PR #246, opened 2021-08-09
remove code for using a separate class-loader for Z3.

kfriedberger:
@PhilippWendler  Could you give a comment whether this commit is harmful or harmless?

From my side, it looks good and works as expected (tested for JavaSMT and CPAchecker).
Is there a special case where the separate class-loader would really be helpful?


kfriedberger:
@PhilippWendler any comment? I would like to merge this on weekend.

src/org/sosy_lab/java_smt/solvers/z3/Z3SolverContext.java
```diff
@@ -119,19 +120,22 @@ public static synchronized Z3SolverContext create(
...
+        NativeLibraries.loadLibrary("libz3");
+        NativeLibraries.loadLibrary("libz3java");
       } catch (UnsatisfiedLinkError e2) {
         e1.addSuppressed(e2);
         throw e1;
       }
     }
 
+    // disable Z3's own loading mechanism, see com.microsoft.z3.Native
+    System.setProperty("z3.skipLibraryLoad", "true");
```
PhilippWendler, line 137: I could not find any documentation on this. Is there some? Is the behavior of this option actually guaranteed by Z3? Is it guaranteed to stay? Relying on some internal undocumented and unofficial option could bite us in the future.

kfriedberger: I could also not find further documentation or a public statement, there is only documentation in the code of Z3.

The build-scripts of Z3 insert the corresponding Java code into the class `com.microsoft.z3.Native`:
https://github.com/Z3Prover/z3/blob/34885562e0debe961b73935c6d02e71d6628238d/scripts/update_api.py#L547-L555
(commited in https://github.com/Z3Prover/z3/commit/7f0b5bc129988225c831314202608a26a18170f9)

At least one other project from Github relies on this functionality:
https://github.com/lorenzleutgeb/atlas/blob/f509bcd1b5c7081eb411c016e64b8d1bca45627e/src/main/java/xyz/leutgeb/lorenz/atlas/util/Z3Support.java#L28

PhilippWendler: > there is only documentation in the code of Z3.

I don't see any documentation there?

And without an official statement I would recommend not using that. For example, right now the code will accept any value for the property, but what if future revisions change that and require specific values?

So asking the Z3 developers to make that option officially documented would be good.

kfriedberger: :heavy_check_mark: Documentation requested: https://github.com/Z3Prover/z3/pull/4667#issuecomment-898265754

kfriedberger: :heavy_check_mark: Documentation was added: https://github.com/Z3Prover/z3/pull/5477

PR #249, opened 2021-08-18
Update SMT solver Z3 to version 4.8.17

kfriedberger:
Our currently included version `4.8.10` of Z3 works nicely on several operating systems.
Since a few weeks there is a newer version `4.8.12` and the developers have changed some bits and bytes:
- on Linux (first test: Ubuntu 21.04) I have segmentation faults with operations on FloatingPoint formula, maybe because of `libgmp`.
- on Windows, there are now more dependencies towards the `Visual C++ Redistributable` package, and the DLL files are included along `libz3.dll`. We need to decide whether we can also deliver them as a dependency within JavaSMT (upload them to Ivy and Maven, nicer for the user, list of dependencies gets longer, we need to look at the corresponding license) or just require the user to install the corresponding system package ([`Microsoft Visual C++ Redistributable for Visual Studio 2015-2019`](https://support.microsoft.com/en-us/topic/the-latest-supported-visual-c-downloads-2647da03-1eea-4433-9aff-95f26a218cc0)).

As MathSAT5 for Windows also depends on `Microsoft Visual C++ Redistributable for Visual Studio` (but for `2014`), we might think of a general strategy of including those dependencies for Windows users. Those dependencies do not change as often as solvers, so having them as a separate dependency could be a good idea.


kfriedberger:
Until the questions from above are solved, I do not push the new Z3 library into our Ivy or Maven repository. Thus the CI is expected to fail.

kfriedberger:
Due to [uninitialized variable usage in Z3](https://github.com/Z3Prover/z3/commit/123c44639564455ff09490446b8c0abbca807533), the update to Z3 version 4.8.12.0 will be skipped.
We will consider the next possible version of Z3. I will keep this PR open for this.

kfriedberger:
There is a new version of Z3, namely `4.8.13`.
This version seems to solve the issue from https://github.com/Z3Prover/z3/issues/5487.
However, the optimization prover test returns an invalid model for a query that is similar to this:
```
RationalFormula x = rmgr.makeVariable("x");
prover.addConstraint(rmgr.lessThan(x, rmgr.makeNumber(1)));
int handle = prover.maximize(x); // this should cause a value of (1 - epsilon)
assertThat(prover.check()).isEqualTo(OptStatus.OPT);
Rational epsilon = Rational.ofLongs(1, 1000000L);
Rational approximation = prover.upper(handle, epsilon); // <-- return an approximation of "0", which is too far away from "1".
```
We need to look into this.

kfriedberger:
Reported the bug for Z3: https://github.com/Z3Prover/z3/issues/5720

kfriedberger:
The versions 4.8.12/13/14 are uploaded into our Ivy and Maven repositories.
JavaSMT will still stick with 4.8.11 for now, because of the mentioned bug in optimization.
A user can easily override the version of the Z3 dependency in the Ivy/Maven/Gradle file.

kfriedberger:
The versions 4.8.15/16/17 are uploaded into our Ivy and Maven repositories.
A user can easily override the version of the Z3 dependency in the Ivy/Maven/Gradle file.

It seems as if Z3 in version 4.8.15 fixes the mentioned bug in optimization.
We will investigate this (soon) and update the dependency of JavaSMT.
--
◆ **Problem statement**: All of the data, start to finish: please output it exactly.

◆ **Solution to the problem**:
PR #246, opened 2021-08-09
remove code for using a separate class-loader for Z3.

kfriedberger:
@PhilippWendler  Could you give a comment whether this commit is harmful or harmless?

From my side, it looks good and works as expected (tested for JavaSMT and CPAchecker).
Is there a special case where the separate class-loader would really be helpful?


kfriedberger:
@PhilippWendler any comment? I would like to merge this on weekend.

src/org/sosy_lab/java_smt/solvers/z3/Z3SolverContext.java
```diff
@@ -119,19 +120,22 @@ public static synchronized Z3SolverContext create(
...
+        NativeLibraries.loadLibrary("libz3");
+        NativeLibraries.loadLibrary("libz3java");
       } catch (UnsatisfiedLinkError e2) {
         e1.addSuppressed(e2);
         throw e1;
       }
     }
 
+    // disable Z3's own loading mechanism, see com.microsoft.z3.Native
+    System.setProperty("z3.skipLibraryLoad", "true");
```
PhilippWendler, line 137: I could not find any documentation on this. Is there some? Is the behavior of this option actually guaranteed by Z3? Is it guaranteed to stay? Relying on some internal undocumented and unofficial option could bite us in the future.

kfriedberger: I could also not find further documentation or a public statement, there is only documentation in the code of Z3.

The build-scripts of Z3 insert the corresponding Java code into the class `com.microsoft.z3.Native`:
https://github.com/Z3Prover/z3/blob/34885562e0debe961b73935c6d02e71d6628238d/scripts/update_api.py#L547-L555
(commited in https://github.com/Z3Prover/z3/commit/7f0b5bc129988225c831314202608a26a18170f9)

At least one other project from Github relies on this functionality:
https://github.com/lorenzleutgeb/atlas/blob/f509bcd1b5c7081eb411c016e64b8d1bca45627e/src/main/java/xyz/leutgeb/lorenz/atlas/util/Z3Support.java#L28

PhilippWendler: > there is only documentation in the code of Z3.

I don't see any documentation there?

And without an official statement I would recommend not using that. For example, right now the code will accept any value for the property, but what if future revisions change that and require specific values?

So asking the Z3 developers to make that option officially documented would be good.

kfriedberger: :heavy_check_mark: Documentation requested: https://github.com/Z3Prover/z3/pull/4667#issuecomment-898265754

kfriedberger: :heavy_check_mark: Documentation was added: https://github.com/Z3Prover/z3/pull/5477

PR #249, opened 2021-08-18
Update SMT solver Z3 to version 4.8.17

kfriedberger:
Our currently included version `4.8.10` of Z3 works nicely on several operating systems.
Since a few weeks there is a newer version `4.8.12` and the developers have changed some bits and bytes:
- on Linux (first test: Ubuntu 21.04) I have segmentation faults with operations on FloatingPoint formula, maybe because of `libgmp`.
- on Windows, there are now more dependencies towards the `Visual C++ Redistributable` package, and the DLL files are included along `libz3.dll`. We need to decide whether we can also deliver them as a dependency within JavaSMT (upload them to Ivy and Maven, nicer for the user, list of dependencies gets longer, we need to look at the corresponding license) or just require the user to install the corresponding system package ([`Microsoft Visual C++ Redistributable for Visual Studio 2015-2019`](https://support.microsoft.com/en-us/topic/the-latest-supported-visual-c-downloads-2647da03-1eea-4433-9aff-95f26a218cc0)).

As MathSAT5 for Windows also depends on `Microsoft Visual C++ Redistributable for Visual Studio` (but for `2014`), we might think of a general strategy of including those dependencies for Windows users. Those dependencies do not change as often as solvers, so having them as a separate dependency could be a good idea.


kfriedberger:
Until the questions from above are solved, I do not push the new Z3 library into our Ivy or Maven repository. Thus the CI is expected to fail.

kfriedberger:
Due to [uninitialized variable usage in Z3](https://github.com/Z3Prover/z3/commit/123c44639564455ff09490446b8c0abbca807533), the update to Z3 version 4.8.12.0 will be skipped.
We will consider the next possible version of Z3. I will keep this PR open for this.

kfriedberger:
There is a new version of Z3, namely `4.8.13`.
This version seems to solve the issue from https://github.com/Z3Prover/z3/issues/5487.
However, the optimization prover test returns an invalid model for a query that is similar to this:
```
RationalFormula x = rmgr.makeVariable("x");
prover.addConstraint(rmgr.lessThan(x, rmgr.makeNumber(1)));
int handle = prover.maximize(x); // this should cause a value of (1 - epsilon)
assertThat(prover.check()).isEqualTo(OptStatus.OPT);
Rational epsilon = Rational.ofLongs(1, 1000000L);
Rational approximation = prover.upper(handle, epsilon); // <-- return an approximation of "0", which is too far away from "1".
```
We need to look into this.

kfriedberger:
Reported the bug for Z3: https://github.com/Z3Prover/z3/issues/5720

kfriedberger:
The versions 4.8.12/13/14 are uploaded into our Ivy and Maven repositories.
JavaSMT will still stick with 4.8.11 for now, because of the mentioned bug in optimization.
A user can easily override the version of the Z3 dependency in the Ivy/Maven/Gradle file.

kfriedberger:
The versions 4.8.15/16/17 are uploaded into our Ivy and Maven repositories.
A user can easily override the version of the Z3 dependency in the Ivy/Maven/Gradle file.

It seems as if Z3 in version 4.8.15 fixes the mentioned bug in optimization.
We will investigate this (soon) and update the dependency of JavaSMT.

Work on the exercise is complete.